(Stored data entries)
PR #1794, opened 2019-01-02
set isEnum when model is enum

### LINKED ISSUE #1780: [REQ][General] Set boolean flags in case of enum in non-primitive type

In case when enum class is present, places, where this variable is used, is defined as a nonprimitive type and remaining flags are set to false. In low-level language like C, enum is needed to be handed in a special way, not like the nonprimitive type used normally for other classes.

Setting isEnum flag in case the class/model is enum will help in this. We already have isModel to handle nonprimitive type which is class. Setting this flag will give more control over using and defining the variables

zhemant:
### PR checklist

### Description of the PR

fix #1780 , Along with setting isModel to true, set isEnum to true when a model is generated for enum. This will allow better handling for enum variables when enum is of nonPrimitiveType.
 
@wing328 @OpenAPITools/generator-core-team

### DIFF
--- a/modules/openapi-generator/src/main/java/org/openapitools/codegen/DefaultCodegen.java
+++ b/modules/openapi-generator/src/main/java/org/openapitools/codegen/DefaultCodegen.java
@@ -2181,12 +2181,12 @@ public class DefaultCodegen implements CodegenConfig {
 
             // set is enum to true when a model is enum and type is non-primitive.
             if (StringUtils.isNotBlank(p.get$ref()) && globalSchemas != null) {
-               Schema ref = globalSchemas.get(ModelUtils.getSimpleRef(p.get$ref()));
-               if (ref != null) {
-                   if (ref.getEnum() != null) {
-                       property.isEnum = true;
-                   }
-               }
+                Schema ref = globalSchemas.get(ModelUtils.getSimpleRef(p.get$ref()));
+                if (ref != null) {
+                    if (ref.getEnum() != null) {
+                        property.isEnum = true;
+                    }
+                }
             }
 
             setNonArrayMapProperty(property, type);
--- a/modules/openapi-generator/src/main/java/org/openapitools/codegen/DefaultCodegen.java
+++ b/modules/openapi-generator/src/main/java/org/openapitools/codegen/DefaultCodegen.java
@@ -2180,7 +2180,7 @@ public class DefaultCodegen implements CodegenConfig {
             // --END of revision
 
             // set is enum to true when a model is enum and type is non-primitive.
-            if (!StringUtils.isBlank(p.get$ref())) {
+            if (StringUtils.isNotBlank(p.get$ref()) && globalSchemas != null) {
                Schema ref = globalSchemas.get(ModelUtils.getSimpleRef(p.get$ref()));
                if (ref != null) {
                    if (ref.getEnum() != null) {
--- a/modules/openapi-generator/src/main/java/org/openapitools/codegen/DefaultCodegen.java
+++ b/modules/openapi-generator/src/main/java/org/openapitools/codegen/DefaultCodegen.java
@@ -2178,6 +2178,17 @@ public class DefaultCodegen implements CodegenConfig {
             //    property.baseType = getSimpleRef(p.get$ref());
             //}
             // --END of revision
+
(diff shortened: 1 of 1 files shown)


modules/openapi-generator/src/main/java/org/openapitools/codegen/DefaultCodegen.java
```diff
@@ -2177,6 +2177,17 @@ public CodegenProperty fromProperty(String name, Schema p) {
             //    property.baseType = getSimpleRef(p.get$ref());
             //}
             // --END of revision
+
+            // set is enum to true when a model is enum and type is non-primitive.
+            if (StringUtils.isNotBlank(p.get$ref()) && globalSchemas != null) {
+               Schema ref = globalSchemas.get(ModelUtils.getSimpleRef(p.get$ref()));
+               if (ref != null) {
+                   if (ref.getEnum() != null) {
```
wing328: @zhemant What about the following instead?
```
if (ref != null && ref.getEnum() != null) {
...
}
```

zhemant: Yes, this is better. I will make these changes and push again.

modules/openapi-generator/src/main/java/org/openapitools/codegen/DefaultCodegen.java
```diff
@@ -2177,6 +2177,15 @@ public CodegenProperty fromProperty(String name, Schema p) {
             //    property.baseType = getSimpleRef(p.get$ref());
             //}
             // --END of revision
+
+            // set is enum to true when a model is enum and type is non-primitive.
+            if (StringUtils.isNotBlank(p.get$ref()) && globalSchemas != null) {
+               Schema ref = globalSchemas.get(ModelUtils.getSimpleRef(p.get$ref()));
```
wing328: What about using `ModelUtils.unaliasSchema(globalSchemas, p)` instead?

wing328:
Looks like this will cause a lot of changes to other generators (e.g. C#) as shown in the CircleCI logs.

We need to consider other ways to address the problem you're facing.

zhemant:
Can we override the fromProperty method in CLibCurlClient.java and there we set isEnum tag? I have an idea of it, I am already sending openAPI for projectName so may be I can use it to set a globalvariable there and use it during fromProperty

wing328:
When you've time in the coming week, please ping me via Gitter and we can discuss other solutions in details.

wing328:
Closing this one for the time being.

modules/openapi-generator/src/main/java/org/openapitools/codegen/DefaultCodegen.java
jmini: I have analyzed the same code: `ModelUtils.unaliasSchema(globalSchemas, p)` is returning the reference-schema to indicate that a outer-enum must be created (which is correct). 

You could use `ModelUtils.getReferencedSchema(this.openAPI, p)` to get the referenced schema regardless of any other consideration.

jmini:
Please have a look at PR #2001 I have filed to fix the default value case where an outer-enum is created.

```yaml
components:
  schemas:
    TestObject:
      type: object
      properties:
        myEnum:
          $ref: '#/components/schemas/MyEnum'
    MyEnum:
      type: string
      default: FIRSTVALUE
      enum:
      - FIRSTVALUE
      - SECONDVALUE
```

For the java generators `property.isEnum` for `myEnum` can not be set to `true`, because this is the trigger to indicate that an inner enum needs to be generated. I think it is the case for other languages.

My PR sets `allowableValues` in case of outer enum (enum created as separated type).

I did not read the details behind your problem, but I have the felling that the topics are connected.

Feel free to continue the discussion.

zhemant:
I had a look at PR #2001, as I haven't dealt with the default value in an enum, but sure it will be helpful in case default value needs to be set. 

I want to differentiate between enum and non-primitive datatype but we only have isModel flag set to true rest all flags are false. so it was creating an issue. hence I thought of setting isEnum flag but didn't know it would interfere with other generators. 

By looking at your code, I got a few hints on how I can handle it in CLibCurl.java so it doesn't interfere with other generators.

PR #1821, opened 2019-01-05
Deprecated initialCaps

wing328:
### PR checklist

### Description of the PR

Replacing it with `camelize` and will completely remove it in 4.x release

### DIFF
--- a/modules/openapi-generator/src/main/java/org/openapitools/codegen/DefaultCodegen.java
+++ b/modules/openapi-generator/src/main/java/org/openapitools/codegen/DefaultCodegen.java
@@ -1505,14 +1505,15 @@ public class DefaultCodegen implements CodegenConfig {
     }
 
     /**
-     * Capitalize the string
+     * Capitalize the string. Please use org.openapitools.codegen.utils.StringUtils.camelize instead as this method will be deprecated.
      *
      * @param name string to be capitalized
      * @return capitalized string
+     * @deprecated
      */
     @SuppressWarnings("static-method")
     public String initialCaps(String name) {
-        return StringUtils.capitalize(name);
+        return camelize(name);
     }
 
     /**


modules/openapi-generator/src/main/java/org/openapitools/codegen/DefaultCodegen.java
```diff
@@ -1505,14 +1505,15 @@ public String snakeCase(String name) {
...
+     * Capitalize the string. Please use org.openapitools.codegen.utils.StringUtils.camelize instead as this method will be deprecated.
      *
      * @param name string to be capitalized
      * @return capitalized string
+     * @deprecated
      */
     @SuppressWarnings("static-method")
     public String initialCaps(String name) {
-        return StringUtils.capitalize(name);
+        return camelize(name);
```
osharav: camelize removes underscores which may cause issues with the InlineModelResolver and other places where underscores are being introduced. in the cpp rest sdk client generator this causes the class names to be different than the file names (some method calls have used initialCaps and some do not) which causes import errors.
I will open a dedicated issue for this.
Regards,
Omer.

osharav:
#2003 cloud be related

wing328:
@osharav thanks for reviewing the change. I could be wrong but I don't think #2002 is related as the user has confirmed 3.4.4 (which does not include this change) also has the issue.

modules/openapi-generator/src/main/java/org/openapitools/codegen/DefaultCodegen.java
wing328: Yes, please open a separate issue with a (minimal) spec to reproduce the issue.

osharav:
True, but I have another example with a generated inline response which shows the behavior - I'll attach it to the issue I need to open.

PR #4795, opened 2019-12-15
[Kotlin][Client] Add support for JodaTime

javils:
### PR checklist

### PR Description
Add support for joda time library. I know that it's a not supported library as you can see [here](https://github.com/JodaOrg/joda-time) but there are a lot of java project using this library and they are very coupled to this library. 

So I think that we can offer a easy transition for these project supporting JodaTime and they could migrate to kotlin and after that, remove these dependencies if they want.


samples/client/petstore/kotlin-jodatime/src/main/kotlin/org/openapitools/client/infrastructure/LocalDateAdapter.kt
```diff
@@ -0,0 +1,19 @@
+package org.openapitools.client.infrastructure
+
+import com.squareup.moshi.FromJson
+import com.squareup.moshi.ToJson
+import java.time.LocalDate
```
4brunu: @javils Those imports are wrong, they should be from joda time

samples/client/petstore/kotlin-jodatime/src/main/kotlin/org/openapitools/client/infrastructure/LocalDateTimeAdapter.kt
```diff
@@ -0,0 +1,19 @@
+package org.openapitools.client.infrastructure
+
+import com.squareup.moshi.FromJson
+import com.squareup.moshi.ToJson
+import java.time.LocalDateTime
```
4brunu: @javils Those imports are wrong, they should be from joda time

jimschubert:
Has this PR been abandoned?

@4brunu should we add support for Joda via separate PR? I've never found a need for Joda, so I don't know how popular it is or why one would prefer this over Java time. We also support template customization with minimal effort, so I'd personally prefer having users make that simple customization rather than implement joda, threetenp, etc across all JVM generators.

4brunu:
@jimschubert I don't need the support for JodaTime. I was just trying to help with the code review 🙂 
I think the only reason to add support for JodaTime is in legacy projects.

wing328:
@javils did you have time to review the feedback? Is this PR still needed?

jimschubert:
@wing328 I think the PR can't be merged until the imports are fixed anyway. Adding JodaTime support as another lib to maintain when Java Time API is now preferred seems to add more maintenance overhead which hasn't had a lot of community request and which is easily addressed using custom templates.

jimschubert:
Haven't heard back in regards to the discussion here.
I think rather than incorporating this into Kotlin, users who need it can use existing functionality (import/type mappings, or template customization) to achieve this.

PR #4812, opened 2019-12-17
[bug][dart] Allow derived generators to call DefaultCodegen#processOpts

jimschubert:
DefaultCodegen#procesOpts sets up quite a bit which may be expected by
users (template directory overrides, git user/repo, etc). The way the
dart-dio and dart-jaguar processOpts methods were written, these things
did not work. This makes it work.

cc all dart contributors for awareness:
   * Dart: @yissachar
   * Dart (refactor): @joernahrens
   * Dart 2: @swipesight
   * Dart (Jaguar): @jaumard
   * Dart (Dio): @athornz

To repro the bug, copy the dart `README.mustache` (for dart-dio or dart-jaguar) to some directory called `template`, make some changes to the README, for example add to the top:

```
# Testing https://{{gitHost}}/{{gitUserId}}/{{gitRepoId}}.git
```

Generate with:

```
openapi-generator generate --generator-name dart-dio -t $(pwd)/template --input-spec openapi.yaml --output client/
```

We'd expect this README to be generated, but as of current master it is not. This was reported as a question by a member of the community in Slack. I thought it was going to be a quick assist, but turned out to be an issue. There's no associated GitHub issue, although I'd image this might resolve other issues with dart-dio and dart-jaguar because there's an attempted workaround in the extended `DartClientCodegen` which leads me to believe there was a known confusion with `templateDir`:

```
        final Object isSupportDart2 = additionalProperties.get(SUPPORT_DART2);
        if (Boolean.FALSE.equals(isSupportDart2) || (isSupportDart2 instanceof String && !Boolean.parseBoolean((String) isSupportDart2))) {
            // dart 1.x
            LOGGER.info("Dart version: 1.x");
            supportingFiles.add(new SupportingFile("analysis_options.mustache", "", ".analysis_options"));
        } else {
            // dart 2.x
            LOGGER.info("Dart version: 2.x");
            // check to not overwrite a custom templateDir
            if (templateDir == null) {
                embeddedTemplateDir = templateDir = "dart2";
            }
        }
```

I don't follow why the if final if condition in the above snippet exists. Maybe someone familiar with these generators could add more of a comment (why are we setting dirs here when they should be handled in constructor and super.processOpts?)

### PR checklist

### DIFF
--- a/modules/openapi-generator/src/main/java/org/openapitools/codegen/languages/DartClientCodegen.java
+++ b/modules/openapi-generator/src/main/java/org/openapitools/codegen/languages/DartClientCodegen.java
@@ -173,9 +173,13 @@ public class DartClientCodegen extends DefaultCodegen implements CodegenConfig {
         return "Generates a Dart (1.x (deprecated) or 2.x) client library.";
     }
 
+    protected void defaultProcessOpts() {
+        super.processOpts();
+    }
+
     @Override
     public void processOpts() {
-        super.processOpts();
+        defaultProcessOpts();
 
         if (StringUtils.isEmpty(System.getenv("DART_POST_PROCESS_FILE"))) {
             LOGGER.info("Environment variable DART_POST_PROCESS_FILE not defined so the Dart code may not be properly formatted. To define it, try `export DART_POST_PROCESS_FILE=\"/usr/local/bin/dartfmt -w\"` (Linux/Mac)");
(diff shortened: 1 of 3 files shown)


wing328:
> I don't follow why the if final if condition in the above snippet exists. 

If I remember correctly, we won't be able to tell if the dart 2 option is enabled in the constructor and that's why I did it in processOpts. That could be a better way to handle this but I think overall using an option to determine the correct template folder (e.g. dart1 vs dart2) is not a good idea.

---

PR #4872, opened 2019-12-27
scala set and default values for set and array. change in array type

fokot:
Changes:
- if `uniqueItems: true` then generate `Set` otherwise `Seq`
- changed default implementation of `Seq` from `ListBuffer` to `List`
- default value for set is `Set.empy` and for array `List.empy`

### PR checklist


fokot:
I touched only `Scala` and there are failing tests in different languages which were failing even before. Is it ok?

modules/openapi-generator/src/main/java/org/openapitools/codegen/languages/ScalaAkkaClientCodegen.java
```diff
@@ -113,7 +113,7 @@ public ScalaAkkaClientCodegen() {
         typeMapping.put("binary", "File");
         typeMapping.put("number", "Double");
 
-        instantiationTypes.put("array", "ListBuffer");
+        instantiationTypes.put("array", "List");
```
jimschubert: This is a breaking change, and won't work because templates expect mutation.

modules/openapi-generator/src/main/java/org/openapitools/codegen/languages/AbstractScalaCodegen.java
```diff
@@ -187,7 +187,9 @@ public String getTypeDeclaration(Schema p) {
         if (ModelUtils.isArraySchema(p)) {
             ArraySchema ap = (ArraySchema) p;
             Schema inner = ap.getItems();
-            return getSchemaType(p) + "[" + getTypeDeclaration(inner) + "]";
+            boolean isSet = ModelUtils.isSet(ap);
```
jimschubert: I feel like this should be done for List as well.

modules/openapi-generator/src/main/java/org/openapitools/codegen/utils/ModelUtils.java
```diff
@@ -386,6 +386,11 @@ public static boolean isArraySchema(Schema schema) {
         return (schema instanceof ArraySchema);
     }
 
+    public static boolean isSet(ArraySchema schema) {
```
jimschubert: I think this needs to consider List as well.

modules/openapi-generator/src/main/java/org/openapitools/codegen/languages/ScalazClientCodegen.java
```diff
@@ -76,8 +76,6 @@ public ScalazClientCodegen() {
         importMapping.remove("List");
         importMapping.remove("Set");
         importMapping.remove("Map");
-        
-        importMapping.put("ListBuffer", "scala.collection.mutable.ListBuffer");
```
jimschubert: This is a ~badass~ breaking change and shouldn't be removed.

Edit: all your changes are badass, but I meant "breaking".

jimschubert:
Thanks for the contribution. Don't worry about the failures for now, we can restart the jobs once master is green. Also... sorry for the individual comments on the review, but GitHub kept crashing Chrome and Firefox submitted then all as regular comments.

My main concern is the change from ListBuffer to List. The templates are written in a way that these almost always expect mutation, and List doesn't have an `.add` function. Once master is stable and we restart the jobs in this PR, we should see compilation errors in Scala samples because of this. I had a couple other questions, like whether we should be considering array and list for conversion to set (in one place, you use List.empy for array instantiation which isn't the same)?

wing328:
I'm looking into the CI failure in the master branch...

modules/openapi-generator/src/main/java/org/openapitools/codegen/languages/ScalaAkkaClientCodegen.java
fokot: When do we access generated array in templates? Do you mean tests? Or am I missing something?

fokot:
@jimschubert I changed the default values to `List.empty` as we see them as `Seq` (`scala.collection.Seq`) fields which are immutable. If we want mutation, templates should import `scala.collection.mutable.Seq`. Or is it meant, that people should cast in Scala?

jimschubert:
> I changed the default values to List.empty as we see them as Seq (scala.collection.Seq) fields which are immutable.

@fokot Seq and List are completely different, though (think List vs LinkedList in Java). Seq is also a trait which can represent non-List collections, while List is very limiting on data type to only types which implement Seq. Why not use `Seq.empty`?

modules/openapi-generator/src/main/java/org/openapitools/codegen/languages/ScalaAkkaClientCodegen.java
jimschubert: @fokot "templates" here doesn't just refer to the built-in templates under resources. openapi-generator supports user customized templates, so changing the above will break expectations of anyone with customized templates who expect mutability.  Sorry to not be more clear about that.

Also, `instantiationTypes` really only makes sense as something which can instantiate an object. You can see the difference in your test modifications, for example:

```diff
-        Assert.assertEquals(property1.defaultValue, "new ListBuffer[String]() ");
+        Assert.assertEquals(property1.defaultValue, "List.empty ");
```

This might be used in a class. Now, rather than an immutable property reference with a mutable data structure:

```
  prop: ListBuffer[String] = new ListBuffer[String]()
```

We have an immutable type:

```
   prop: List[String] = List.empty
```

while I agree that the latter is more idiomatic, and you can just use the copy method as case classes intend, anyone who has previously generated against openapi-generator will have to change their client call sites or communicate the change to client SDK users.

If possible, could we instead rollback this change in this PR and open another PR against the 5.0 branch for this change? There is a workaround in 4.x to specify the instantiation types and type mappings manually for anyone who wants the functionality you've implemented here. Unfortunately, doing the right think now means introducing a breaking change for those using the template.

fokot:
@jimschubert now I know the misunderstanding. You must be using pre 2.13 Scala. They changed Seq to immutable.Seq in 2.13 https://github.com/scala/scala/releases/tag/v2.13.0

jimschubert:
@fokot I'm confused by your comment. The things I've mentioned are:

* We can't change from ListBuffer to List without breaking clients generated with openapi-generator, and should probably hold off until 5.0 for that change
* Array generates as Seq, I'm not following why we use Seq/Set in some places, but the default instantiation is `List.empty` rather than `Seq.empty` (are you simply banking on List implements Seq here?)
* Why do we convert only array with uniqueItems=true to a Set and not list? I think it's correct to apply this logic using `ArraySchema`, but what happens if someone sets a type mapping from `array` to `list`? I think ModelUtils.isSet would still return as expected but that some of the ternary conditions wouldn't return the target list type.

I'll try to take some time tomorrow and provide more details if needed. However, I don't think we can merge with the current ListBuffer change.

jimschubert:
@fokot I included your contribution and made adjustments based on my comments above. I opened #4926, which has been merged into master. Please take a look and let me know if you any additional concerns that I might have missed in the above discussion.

==

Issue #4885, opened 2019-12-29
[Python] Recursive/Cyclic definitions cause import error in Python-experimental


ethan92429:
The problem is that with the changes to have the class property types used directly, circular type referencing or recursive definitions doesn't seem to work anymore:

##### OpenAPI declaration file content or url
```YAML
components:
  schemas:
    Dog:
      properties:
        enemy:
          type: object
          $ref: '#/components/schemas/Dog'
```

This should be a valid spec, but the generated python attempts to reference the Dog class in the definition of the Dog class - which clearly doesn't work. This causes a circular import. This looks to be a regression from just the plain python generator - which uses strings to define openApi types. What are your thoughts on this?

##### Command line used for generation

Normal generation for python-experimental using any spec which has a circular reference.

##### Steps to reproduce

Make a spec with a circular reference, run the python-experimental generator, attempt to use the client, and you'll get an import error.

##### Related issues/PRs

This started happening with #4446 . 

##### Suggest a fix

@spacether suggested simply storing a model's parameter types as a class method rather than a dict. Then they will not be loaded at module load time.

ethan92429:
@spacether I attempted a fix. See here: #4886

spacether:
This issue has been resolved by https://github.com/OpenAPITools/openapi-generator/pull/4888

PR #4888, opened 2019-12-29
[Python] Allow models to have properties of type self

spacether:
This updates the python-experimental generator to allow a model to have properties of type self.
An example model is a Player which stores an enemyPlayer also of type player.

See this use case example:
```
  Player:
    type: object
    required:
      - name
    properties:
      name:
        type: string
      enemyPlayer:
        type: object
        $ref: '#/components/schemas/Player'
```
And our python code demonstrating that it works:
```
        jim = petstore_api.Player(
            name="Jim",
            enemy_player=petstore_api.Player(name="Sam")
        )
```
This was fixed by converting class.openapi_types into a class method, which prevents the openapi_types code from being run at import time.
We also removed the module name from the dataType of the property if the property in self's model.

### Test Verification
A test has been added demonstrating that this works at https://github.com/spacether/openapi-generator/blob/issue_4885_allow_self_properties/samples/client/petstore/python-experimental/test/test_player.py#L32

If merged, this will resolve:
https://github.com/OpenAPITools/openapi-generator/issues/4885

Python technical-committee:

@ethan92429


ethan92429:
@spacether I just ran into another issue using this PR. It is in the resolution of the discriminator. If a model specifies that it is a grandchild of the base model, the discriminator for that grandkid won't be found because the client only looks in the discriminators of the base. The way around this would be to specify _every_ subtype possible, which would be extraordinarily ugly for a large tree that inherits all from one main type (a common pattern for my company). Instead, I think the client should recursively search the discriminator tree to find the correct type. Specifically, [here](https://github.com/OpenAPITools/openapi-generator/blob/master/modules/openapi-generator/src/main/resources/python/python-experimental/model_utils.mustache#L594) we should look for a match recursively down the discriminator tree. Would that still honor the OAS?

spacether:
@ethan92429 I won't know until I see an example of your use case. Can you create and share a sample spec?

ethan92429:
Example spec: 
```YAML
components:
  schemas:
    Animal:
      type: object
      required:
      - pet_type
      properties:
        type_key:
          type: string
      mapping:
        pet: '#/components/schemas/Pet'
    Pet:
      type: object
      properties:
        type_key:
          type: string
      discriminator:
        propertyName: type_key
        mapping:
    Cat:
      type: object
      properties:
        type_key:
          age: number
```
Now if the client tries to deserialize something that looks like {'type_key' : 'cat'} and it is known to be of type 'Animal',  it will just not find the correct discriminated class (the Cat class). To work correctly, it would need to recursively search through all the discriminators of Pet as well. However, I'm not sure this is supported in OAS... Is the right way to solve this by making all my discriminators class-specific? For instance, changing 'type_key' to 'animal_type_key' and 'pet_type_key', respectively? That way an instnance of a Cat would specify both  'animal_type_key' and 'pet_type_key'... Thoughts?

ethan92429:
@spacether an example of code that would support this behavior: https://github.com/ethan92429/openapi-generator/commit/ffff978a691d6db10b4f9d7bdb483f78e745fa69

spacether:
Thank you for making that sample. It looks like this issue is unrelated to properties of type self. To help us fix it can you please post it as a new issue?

** Problem details **
Taking the entries above, restate exactly those lines that fall between the line with "PR #1794, opened 2019-01-02" and the line with "### LINKED ISSUE", keeping both of those lines too.

** Response **
PR #1794, opened 2019-01-02
set isEnum when model is enum

### LINKED ISSUE #1780: [REQ][General] Set boolean flags in case of enum in non-primitive type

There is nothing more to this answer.